Solution Details: We started by reading the CSV file using the CSV Reader node. Next, we used nodes String to Date&Time to convert the dates in the original file to the correct type, and Extract Date&Time Fields to extract the dates’ corresponding years and months. We then used the Group Loop Start node to iterate over groups of rows that had the same year and month. For each batch of rows, we (1) used nodes Number to String, Table Row to Variable, and String to Path (Variable) to convert their year into the string that is the name of their subfolder, (2) used node Create File/Folder Variables to create the file path corresponding to their month, inside the correct subfolder, and (3) wrote the batch of rows in a correctly located CSV file. We added the node Variable Loop End to collect the variables created in the loop. Note: remember to save the files and subfolders in your workflow data area.
Description: You are asked to build a framework that allows users to interactively visualize datasets of images and manually exclude those pictures that are not of their interest. To test your implementation, you use a dataset containing images from The Simpsons and assume that only Marge Simpson’s pictures are of interest. How would you implement this framework and filter out every image that is not Marge’s?
Author: Emilio Silvestri
Solution Summary: This challenge required you to read the images in the dataset folder and to display them on a composite view to manually select and then filter out images that were not Marge's.

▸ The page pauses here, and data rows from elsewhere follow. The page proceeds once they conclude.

PR #310, opened 2023-06-26
Add kernels for various linear algebra operations

vcarlier:
Add kernels for:
- inner product of two `StencilVector` objects belonging to the same space (still called `dot` for now);
- `axpy` operation `y = a * x + y` of `StencilVectorSpace`, where `(x, y)` are `StencilVector` objects and `a` is scalar;
- Matrix-vector product of `StencilMatrix` (called `dot`).

Further details
---------------
Added 3 kernels for the different possible inner product (1/2/3 d)
Updated the call in stencil according to this changes
Beware, the complex conjugate is on the first variable as this was the case in the previous implementation and swapping that would break a lot of other things. This will need to be updated when everything is changed to use conjugate on the first variable.

Added 3 kernels for the Matrix vector dot product and updated the call in stencil matrix according to this changes. 
Some parameters were added in the `self._arg` for the dot product in the init but the unnecessary arguments are removed in `set_backend`.


psydac/linalg/kernels.py
```diff
@@ -189,3 +189,134 @@ def stencil2coo_3d_F(A:'T', data:'data', rows:'int64[:]', cols:'int64[:]',
...
+        pads0, shift0, shape0 : int
+            pads, shift and shape of the space of the vectors in the 0 direction.
+            
+    Returns
+    -------
+        result : float containing the results'''
+    result = float(0)
+    for i0 in range(pads0*shift0,shape0-pads0*shift0):
+        result += v1[i0]*v2[i0]
+    return result
```
tomcaruso, line 213: @yguclu For all the implemented kernels, we should initialize the `result` with the good type. Thus, @vcarlier decide to separate complex and real cases to initialize `result` as a scalar. But we could unify the complex and real cases by initializing `result` as a numpy array of size (1) with the line :
`result = np.zeros_like(v1, shape=(1,)`

Thus we could reduce the amount of code but it may be slower. What do you think ?

Also, we could also pass the result as an argument of the kernel and thus we should be able to create only one kernel for both case with another pyccel template for this new argument.

yguclu: @tomcaruso I think it is a very good idea to use a Numpy array of size 1 for reducing code duplication. The resulting code may be slower if we are not careful, because Fortran will use an `allocatable` array which is stored in the heap. To avoid this we should use the [`stack_array`](https://github.com/pyccel/pyccel/blob/devel/tutorial/decorators.md#stack-array) decorator:

```python
import numpy as np

from pyccel.decorators import stack_array


@template('T', ['float[:]', 'complex[:]'])
@stack_array('zeros')
def dot_product_1d(
      v1: 'T',
      v2: 'T',
      pads0 : 'int64',
      shift0: 'int64',
      shape0: 'int64'):

    zeros  = np.zeros_like(v1, shape=(1,))
    result = zeros[0]

    for i0 in range(pads0 * shift0, shape0 - pads0 * shift0):
        result += v1[i0] * v2[i0]

    return result
```

Hopefully the compiler will understand that the `zeros` array is useless and it will optimize it out.

yguclu: Actually there is a much simpler solution as suggested by @EmilyBourne:

```python
from pyccel.decorators import template

@template('T', ['float[:]', 'complex[:]'])
def dot_product_1d(
      v1: 'T',
      v2: 'T',
      pads0 : 'int64',
      shift0: 'int64',
      shape0: 'int64'):

    result = v1[0] - v1[0]   # = 0

    for i0 in range(pads0 * shift0, shape0 - pads0 * shift0):
        result += v1[i0] * v2[i0]

    return result
```

yguclu:
> We need to add OpenMP pragmas to handle the multithreading case otherwise, it will be slow when we use hybrid parallelization

Good point! I suppose that we can start by adding the following instruction before our nested loops:
```
#$ omp parallel for collapse(N) reduction(+ : result)
```
where `N` is the number of dimensions. (In the 1D case the clause `collapse(1)` is redundant.)

saidctb:
> > We need to add OpenMP pragmas to handle the multithreading case otherwise, it will be slow when we use hybrid parallelization
> 
> Good point! I suppose that we can start by adding the following instruction before our nested loops:
> 
> ```
> #$ omp parallel for collapse(N) reduction(+ : result)
> ```
> 
> where `N` is the number of dimensions. (In the 1D case the clause `collapse(1)` is redundant.)

We also need to specify private and shared variables to get better performance.

yguclu:
> > > We need to add OpenMP pragmas to handle the multithreading case otherwise, it will be slow when we use hybrid parallelization
> > 
> > 
> > Good point! I suppose that we can start by adding the following instruction before our nested loops:
> > ```
> > #$ omp parallel for collapse(N) reduction(+ : result)
> > ```
> > 
> > 
> >     
> >       
> >     
> > 
> >       
> >     
> > 
> >     
> >   
> > where `N` is the number of dimensions. (In the 1D case the clause `collapse(1)` is redundant.)
> 
> We also need to specify private and shared variables to get better performance.

Then, in 3D:
```
#$ omp parallel private(i0, i1, i2) shared(result)
#$ omp for collapse(3) reduction(+ : result)
```

saidctb:
> > > > We need to add OpenMP pragmas to handle the multithreading case otherwise, it will be slow when we use hybrid parallelization
> > > 
> > > 
> > > Good point! I suppose that we can start by adding the following instruction before our nested loops:
> > > ```
> > > #$ omp parallel for collapse(N) reduction(+ : result)
> > > ```
> > > 
> > > 
> > >     
> > >       
> > >     
> > > 
> > >       
> > >     
> > > 
> > >     
> > >   
> > > where `N` is the number of dimensions. (In the 1D case the clause `collapse(1)` is redundant.)
> > 
> > 
> > We also need to specify private and shared variables to get better performance.
> 
> Then, in 3D:
> 
> ```
> #$ omp parallel private(i0, i1, i2) shared(result)
> #$ omp for collapse(3) reduction(+ : result)
> ```

It would be like this in 3D
```
 #$ omp parallel default(private) firstprivate( pads0, pads1, pads2, shift0, shift1 shift2, shape0, shape1, shape2) shared(result, v1, v2)
 #$ omp for collapse(3) reduction(+ : result)
```

psydac/linalg/kernels.py
tomcaruso: Ok in fact we could not fuze both function because the conjugate always return a complex data even if the entry data is real. Thus, the file could not be pyccelise, because the data type is not consistent and managing complex even in real case will slow the code

tomcaruso:
> It would be like this in 3D
> 
> ```
>  #$ omp parallel default(private) firstprivate( pads0, pads1, pads2, shift0, shift1 shift2, shape0, shape1, shape2) shared(result, v1, v2)
>  #$ omp for collapse(3) reduction(+ : result)
> ```

Pyccel is complaining about result that don't have a specified type : 
``` bash 
2019 |     !$omp &shared(result, v1, v2)
     |                        
Error: Symbol ‘result’ at (1) has no IMPLICIT type; did you mean ‘result_0001’?
/home/cato/Code/psydac/psydac/linalg/__pyccel__/kernels.f90:1970:72:


```
Also the fact that the type of result is not specified create an issue on the reduction : 

```
 1869 |     !$omp do collapse(1) reduction(+: result)
      |                                     
Error: !$OMP DECLARE REDUCTION + not found for type UNKNOWN at (1)

```

yguclu:
> Also the fact that the type of result is not specified create an issue on the reduction :
> 
> ```
>  1869 |     !$omp do collapse(1) reduction(+: result)
>       |                                     
> Error: !$OMP DECLARE REDUCTION + not found for type UNKNOWN at (1)
> ```

This error is caused by the first one, you do not need to worry about it.

EmilyBourne:
> > It would be like this in 3D
> > ```
> >  #$ omp parallel default(private) firstprivate( pads0, pads1, pads2, shift0, shift1 shift2, shape0, shape1, shape2) shared(result, v1, v2)
> >  #$ omp for collapse(3) reduction(+ : result)
> > ```
> 
> When I try to add the openMP instruction and the flag `--openmp` in the pyccel command, pyccel is complaining about result that don't have a specified type :
> 
> ```shell
> 2019 |     !$omp &shared(result, v1, v2)
>      |                        
> Error: Symbol ‘result’ at (1) has no IMPLICIT type; did you mean ‘result_0001’?
> /home/cato/Code/psydac/psydac/linalg/__pyccel__/kernels.f90:1970:72:
> ```
> 
> Also the fact that the type of result is not specified create an issue on the reduction :
> 
> ```
>  1869 |     !$omp do collapse(1) reduction(+: result)
>       |                                     
> Error: !$OMP DECLARE REDUCTION + not found for type UNKNOWN at (1)
> ```

This is related to this issue: https://github.com/pyccel/pyccel/issues/590

The contents of the clause are not parsed through pyccel so any variables that are renamed are not renamed in the clause. `result` is a keyword in Fortran so it gets renamed before printing. This is then causing the error you see here. The code will compile if you use a different variable name

psydac/linalg/block.py
```diff
@@ -292,6 +292,14 @@ def __setitem__(self, key, value):
         assert isinstance(value, Vector)
         self._blocks[key] = value
 
+    #...
+    def axpy(self, v2, a):
+        assert isinstance(v2, BlockVector)
+        assert v2._space is self._space
+        for i in range(len(self.blocks)):
+            self.blocks[i].axpy(v2.blocks[i], a)
+        self._sync = self._sync and v2._sync
```
yguclu, line 301: `axpy` is a standard BLAS function which has signature`axpy(a, x, y)` (excluding those C arguments that are useless in Python).

Therefore, if we want to use the same name for this function we should also try to keep the same signature. For this reason it would be natural to make `axpy` a method of the `VectorSpace` base class, to be subclassed by `StencilVectorSpace` and `BlockVectorSpace`:

```python
class VectorSpace:
    ...
    @abstractmethod
    def axpy(self, a, x, y):
        """ Docstring. """
```

If we want to add a method to the `Vector` base class instead, then we should change its name to something like `mul_iadd`:

```python
class Vector:
    ...
    @abstractmethod
    def mul_iadd(self, a, x):
        """ Docstring. """
```

psydac/linalg/basic.py
```diff
@@ -52,6 +52,20 @@ def dot(self, a, b):
 
         """
 
+    @abstractmethod
+    def axpy(self, a, x, y):
+        """
+        This method compute the operation x+=a*y.
```
yguclu, line 58: This is not correct, it should be `y += a * x`. See the BLAS documentation [here](https://spec.oneapi.io/versions/latest/elements/oneMKL/source/domains/blas/axpy.html).

tomcaruso: Ah I thought the name was strange for the purpose of the function

psydac/linalg/block.py
tomcaruso: This PR create the two function
[9080230](https://github.com/pyccel/psydac/pull/310/commits/9080230dd760c0c6884c163acd3e2e1d1d3aa46c)

psydac/linalg/basic.py
tomcaruso: This PR correct it, Fortunately, we just have to change the order of the arguement in `mul_iadd` method to make all the previous call work again:
[4e98e4c](https://github.com/pyccel/psydac/pull/310/commits/4e98e4c52fd97dac04a948466a0dc7180cdc4239)

psydac/linalg/block.py
jowezarek: I guess I prefer mul_iadd.

Using axpy, we have to include the VectorSpace. But in certain situations, we create vectors without explicitly using a VectorSpace, for example when projecting a continuous function into a discrete space:
```
domain  = logical_domain
derham  = Derham(domain)

domain_h = discretize(domain, ncells=ncells, periodic=periodic, comm=MPI.COMM_WORLD)
derham_h = discretize(derham, domain_h, degree=degree)

P0, P1, P2, P3  = derham_h.projectors(nquads=[5,5,5])

a_1 = lambda x, y, z : ...
a_2 = lambda x, y, z : ...
a_3 = lambda x, y, z : ...
a   = (a_1, a_2, a_3)

a_coeff = P1(a).coeffs 
``` 
If I wanted to add a multiple of a different coefficient vector to `a_coeff`, I'd first have to explicitly mention `V1.vector_space`, which was not necessary previously.

psydac/linalg/kernels.py
```diff
@@ -443,7 +443,7 @@ def axpy_3d(alpha: 'T', x: "Tarray", y: "Tarray",shape0:'int64',shape1:'int64',s
     for i1 in range(0, shape0, 1):
         for i2 in range(0, shape1, 1):
             for i3 in range(0, shape2, 1):
```
yguclu: You can just write
```suggestion
    for i1 in range(shape0):
        for i2 in range(shape1):
            for i3 in range(shape2):
```
But why do we need to pass  `shape0`, `shape1` and `shape2` to this function? One can just write
```python
    n1, n2, n3 = x.shape

    for i1 in range(n1):
        for i2 in range(n2):
            for i3 in range(n3):
```

psydac/linalg/basic.py
tomcaruso: This PR correct a typo I didn't see 
 [6133446](https://github.com/pyccel/psydac/pull/310/commits/613344625a0e5b965475f651a3491f68ec5896ef)

psydac/linalg/kernels.py
tomcaruso: This commit correct it 81d63c011b84ef5f43e5a8e9acf5e1b6b133c22a

psydac/linalg/block.py
yguclu: Tom has provided both functions `VectorSpace.axpy()` and `Vector.mul_iadd()`.

yguclu (approved):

Solution Details: We started by reading the images using the Folder List node and the Image Reader node. Next, we rendered them to SVG format with the Renderer to Image node and displayed the images with the Tile View node. We then opened the interactive, composite view of the Tile View node and manually selected all images that were not Marge’s by clicking on their corresponding tile views. The final node is a Row Filter that excludes all data rows that were selected in the previous composite view, leading to a clean data table. Note: Remember to accept the changes when closing the composite tile view, otherwise the data selection will not be carried on to the next node. Tip: If you have a KNIME server, you can call this workflow from a web browser through the KNIME Server WebPortal. In the web browser, the composite view will show up as a web page and the data selection will be automatically exported into the underlying workflow.